What to work on -> Establish how many lines in the entries hold the string "published". The number by itself is the whole answer.

Dataset records ->
^^^^^^^^^^^^^^^^

PR #1994, opened 2026-08-14
fix(series): replace the GPL-3.0 fuzzy matcher with a first-party one (#1988)

### LINKED ISSUE #1988: GPL-3.0 dependency linked into MIT-licensed release binaries
## Problem

`go.mod` requires `github.com/creditx/go-fuzzywuzzy`, which is licensed **GNU GPL version 3** (verified against the module cache `LICENSE`). It is a direct, non-test dependency, imported at `internal/seriesmatch/match.go:12` and used at lines 73-76: `TokenSetRatio`, `TokenSortRatio`, `Ratio`, `PartialRatio`.

Go static linking makes every `bindery` binary a combined work with that GPL-3.0 code. We distribute those binaries through goreleaser releases and the `ghcr.io/vavallee/bindery` image, while `LICENSE` offers MIT. MIT is not a license we can grant for the combined work — GPL-3.0 §5 requires the whole to be licensed GPL-3.0 with corresponding source offered. Anyone redistributing under the stated MIT terms, which the README badge tells them to do, is exposed.

## Options

**Replace the dependency** (preferred). Note that `paul-mannino/go-fuzzywuzzy`, the obvious swap, is also GPL-3.0. Permissively licensed alternatives:

- `github.com/adrg/strutil` — MIT
- `github.com/hbollon/go-edlib` — MIT
- `github.com/agext/levenshtein` — Apache-2.0

None ships `TokenSetRatio`/`TokenSortRatio` directly. Those are tokenize + dedupe + sort + ratio over a base similarity metric, roughly 30 lines on top of any of the above.

**Relicense the project to GPL-3.0.** Technically cheap, but it is a one-way door for downstream users and needs agreement from every past contributor — which we cannot currently evidence, since there is no DCO or CLA in place.

## Scope

`safeFuzzyScore` in `internal/seriesmatch/match.go` already wraps each metric behind a `func(a, b string) int`, so the swap is contained to that file. The real cost is test re-baselining: similarity scores will shift, so `internal/seriesmatch` tests with hardcoded thresholds need to be re-derived, and match quality should be spot-checked against a sample of real series titles before merging.

## Done when

- [ ] `github.com/creditx/go-fuzzywuzzy` removed from `go.mod` and `go.sum`
- [ ] `internal/seriesmatch` builds against a permissively licensed metric
- [ ] Series-matching tests re-baselined and passing
- [ ] Match quality spot-checked against real series titles

vavallee:
## Summary

`github.com/creditx/go-fuzzywuzzy` is licensed **GPL-3.0** (confirmed against the `LICENSE` in the module cache — it reads "GNU GENERAL PUBLIC LICENSE Version 3"). It was a direct, non-test dependency behind `seriesmatch.TitleScore`. Go links statically, so every binary published through goreleaser and every `ghcr.io/vavallee/bindery` image was a combined work with that code, while `LICENSE` and the README badge offer MIT. MIT is not a licence we can grant for the combined work, and anyone who redistributed Bindery on the terms the README advertises was exposed.

Relicensing the project to GPL-3.0 would need agreement from every past contributor, which no DCO or CLA lets us evidence, so the dependency goes instead.

Closes #1988.

## Implementation notes

The four ratios `TitleScore` combines are now implemented in `internal/seriesmatch/fuzzy.go` from the published FuzzyWuzzy definitions, written from the algorithm rather than ported from any GPL source.

**No replacement dependency was added**, and that was the deciding factor rather than a preference for hand-rolling. Every permissive candidate in the issue (`adrg/strutil` MIT, `hbollon/go-edlib` MIT, `agext/levenshtein` Apache-2.0) exposes the usual `1 - d / max(len(a), len(b))` similarity. The FuzzyWuzzy ratio is a different number:

```
ratio(a, b) = 100 * (len(a) + len(b) - d(a, b)) / (len(a) + len(b))
```

where `d` weights insertion and deletion 1 but **substitution 2** — which is what makes the ratio readable as "share of characters that align". Building on any of those libraries would have shifted every score in the package, which is the opposite of what a licence fix should do. Writing the metric directly is ~150 lines, adds no transitive dependencies, and so adds no new licence surface at all.

It is also faster, which was not a goal but is a welcome side effect — the replaced Levenshtein allocated a full `[][]int` matrix per call where this one keeps two rows and trims the common prefix and suffix first. `TitleScore` over three representative pairs: **98,967 ns/op → 67,438 ns/op**, about 32% off.

## Behaviour: measured, not assumed

These scores gate real decisions, so parity was measured rather than inferred from a green suite:

| Threshold | Where | What it decides |
|-----------|-------|-----------------|
| `>= 85` | `internal/api/series.go:915` | Series Fill reuses an existing local book |
| `>= 92` | `internal/api/series.go:1399` | Two titles are the same book |
| `>= 70` | `internal/api/series.go:1136` | Position-matched candidate is accepted |
| `>= 88` | `internal/metadata/aggregator_canonical.go:748` | Canonical metadata title variant match |
| `>= 92` | `internal/abs/import_hardcover_series.go:486` | ABS/Hardcover series title match |

**Per-metric parity**, old implementation against new, over 43,660 pairs built from this repo's own fixtures and testdata:

| Metric | Pairs differing |
|--------|-----------------|
| `Ratio` | 0 |
| `TokenSortRatio` | 0 |
| `TokenSetRatio` | 0 |
| `PartialRatio` | 10.6% |

`PartialRatio` is the only metric that moves. The replaced implementation searched only windows anchored on a Levenshtein matching block; this one scans every equal-length window of the longer string. That means it finds windows the anchored search missed (scores go up), and it no longer inflates a score by comparing against a window truncated at the end of the string (scores go down). It also fixes a rune bug: the old code mixed byte offsets into rune slicing, so a title carrying non-ASCII characters could score **0** against a string that plainly contains it.

**End-to-end `TitleScore` over 19,306 pairs of real series and book titles** (Expanse, Stormlight, Mistborn, Discworld, Wheel of Time, Murderbot, Witcher, light-novel volumes, plus omnibus and boxed-set shapes):

| Threshold | Crossings |
|-----------|-----------|
| 85 | 0 |
| 88 | 0 |
| 92 | 0 |
| 95 | 0 |
| 100 | 0 |
| 70 | 2, both downward |

The two crossings at 70 are `"Iron Gold"` vs `"The Burning God"` (71 → 67) and `"The Return of the King"` vs `"The Way of Kings"` (70 → 67). Both are different books, so both are correct rejections that the old truncated-window inflation had pushed over the line.

**No threshold was moved and no existing test expectation was re-baselined.** `TestTitleScore`, `TestDifferentVolumes` and its precondition assertions, and the `internal/api` / `internal/metadata` / `internal/abs` suites all pass unchanged. The volume pairs `TestDifferentVolumes` documents still score exactly as its comment claims (100, 96, 93).

### Omnibus and boxed sets

The property that a fully contained volume title scores a perfect 100 is preserved exactly. Re-running the three strings from #1969's report:

```
Abaddon's Gate                                                        score=100
Expanse Hardcover Boxed Set: ... Abaddon's Gate                       score=100
Expanse Series, Collection Set of 3 Books. ... Abaddon's Gate         score=100
```

Identical to the old implementation. **#1969's premise and its length-based tie-break are unaffected** — that PR is still needed and still correct as written. Nothing on its branch was touched.

### One class of scores that rises

`partialRatio` scores a short string contained inside a *word* of a longer one as 100 — `"one"` inside `"someone"`. This is inherent to FuzzyWuzzy's `partial_ratio` and was **already present** in the replaced implementation: of twelve short-title probes, ten already scored 100 before this change. The exhaustive window scan makes it consistent rather than introducing it, and it adds two cases at 2–3 cleaned characters. No guard was added, since inventing one would be a matching-policy change smuggled into a licence fix; if it's worth addressing it deserves its own issue.

## Dependencies

`go.mod` / `go.sum`: `github.com/creditx/go-fuzzywuzzy` removed. Nothing added. `go mod tidy` clean.

## Checklist

- [x] Tests added or updated — `internal/seriesmatch/fuzzy_test.go` covers all four ratios, the distance weighting, symmetry, substring containment and multibyte handling
- [x] Doc-update gate cleared — no env vars, config, endpoints or Helm values touched; `docs/ARCHITECTURE.md`'s description of `seriesmatch` remains accurate; the README's MIT claim is now actually true
- [x] Wiki pages updated if user-facing behaviour changed — no user-facing behaviour change
- [x] `changelog.d/1988-gpl-dependency.md` added under `### Changed`

## Test plan

- [x] `gofmt -l .` clean
- [x] `go vet ./...` clean
- [x] `govulncheck ./...` — no vulnerabilities
- [x] `go test ./cmd/... ./internal/...` — all packages pass
- [x] `go test -race ./internal/seriesmatch/... ./internal/metadata/... ./internal/abs/...`
- [x] `go test -race -timeout 1800s ./internal/api/... ./internal/importer/...` — both pass (1573s and 384s respectively). These two exceed the default 600s per-package timeout on my machine even on unmodified `main`, so they were run individually with an extended timeout; CI's shards remain the authoritative result
- [x] `web/` untouched, frontend suites not applicable


vavallee:
Heads up on the red `lint` check — it is not this PR.

`main` does not currently compile its `internal/importer` tests: #1961 and #1962 landed about five minutes apart and both declare `dualFormatFixture` in package `importer`, so `go vet ./internal/importer/` fails on `origin/main` itself. Every open PR inherits it. #1995 is the fix.

Confirmed independent of this change: the diff here touches only `internal/seriesmatch`, `go.mod`/`go.sum` and `changelog.d/`. I will rebase once #1995 is in.

`go test -race -timeout 1800s ./internal/api/... ./internal/importer/...` was run locally against a tree from before that collision and both packages pass (1573s and 384s).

^^^^^^^^^^^^^^^^

Reply to the task -> 2